In 2021, Arkansas became the first state to pass such restrictions into law with the Save Adolescents from Experimentation (SAFE) Act (HB 1570, 2021; Bryan, 2021; Brown & Stathatos, 2022). The American Civil Liberties Union (ACLU) quickly filed suit resulting in a preliminary injunction on the restrictions, and the case is currently awaiting a decision in the 8th Circuit Court of Appeals (ACLU, n.d.). At least 18 other states are considering similar actions, and Utah became the first state to enact legislation to protect children in 2023 (Associated Press, 2023).  

After recently blowing the whistle on The Washington University Transgender Center at St. Louis Children’s Hospital, Jamie Reed began cooperating with the Missouri Attorney General to investigate the center. Following four years of working as a case manager in the clinic, she stated “… I could no longer participate in what was happening there. By the time I departed, I was certain that the way the American medical system is treating these patients is the opposite of the promise we make to ‘do no harm.’ Instead, we are permanently harming the vulnerable patients in our care” (Reed, 2023). Now, Ms. Reed is working with Missouri Attorney General Andrew Bailey, who has launched a multi-agency investigation into the St. Louis Transgender Center on February 9, 2023, for harming hundreds of children (MO Attorney General’s Office, 2023). The investigation is based on Ms. Reed’s sworn affidavit signed on February 7, 2023 (MO Attorney General’s Office, 2023). Missouri is one of several states considering legislative action this session that would create more than one mechanism to resolve the disturbing issues raised by Ms. Reed. Though this is largely a state issue, Ms. Reed, who is self-described as “politically left of Bernie Sanders,” believes there should be a national moratorium on these interventions for children and adolescents until the American people know more (Reed, 2023). 

Another high-profile story on youth sex-reassignment surgeries at Vanderbilt University Medical Center (VUMC) led Tennessee Governor Bill Lee to call for an investigation of the pediatric transgender clinic in September 2022 (Kruesi, 2022a). VUMC subsequently paused the surgeries in October of 2022 to review their practices (Kruesi, 2022b). Tennessee lawmakers in both chambers have prioritized legislation this session that protects children by banning gender transition interventions for minors—Senate Bill 1 has already passed, and House Bill 1 is expected to pass imminently (Brown, 2023). 

Although critics argue that these state policies limit necessary medical care and risk the mental health of transgender youth, all should understand that the restrictions on gender transition interventions do not limit the mental health and supportive treatments available for vulnerable children and adolescents. Instead, the policies seek to increase the “first, do no harm” principle of healthcare and protect children from an area of uncertain science with emerging evidence that is rapidly changing international best practices. Indeed, an evidence review completed for the National Health Service in England found that “any potential benefits of gender-affirming hormones must be weighed against the largely unknown long-term safety profile of these treatments in children and adolescents with gender dysphoria,” (NICE, 2020b, p. 14). 

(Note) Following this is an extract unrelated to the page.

PR #289, opened 2019-04-16
Implement Workers.

### LINKED ISSUE #287: Simplify subscriptions: Only support hot channels, support cold subs through workers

National policymakers and, specifically, public health officials would be wise to both listen to Ms. Reed and follow the example of Florida Surgeon General Dr. Ladapo in independently gathering data and taking action to ensure the safety of America’s children.  

Conclusion 

The U.S. is an outlier among peer European nations in its “affirm-early/affirm-often” approach to medical and surgical interventions for gender dysphoria in children. The low-quality evidence of the current clinical practice guidelines and the unknown long-term consequences merit additional safety measures for children. State policymakers can implement solutions through their medical boards, through legal action, and in their 2023 legislative sessions, while the medical community should more broadly adopt a “first, do no harm” model when treating children with gender dysphoria.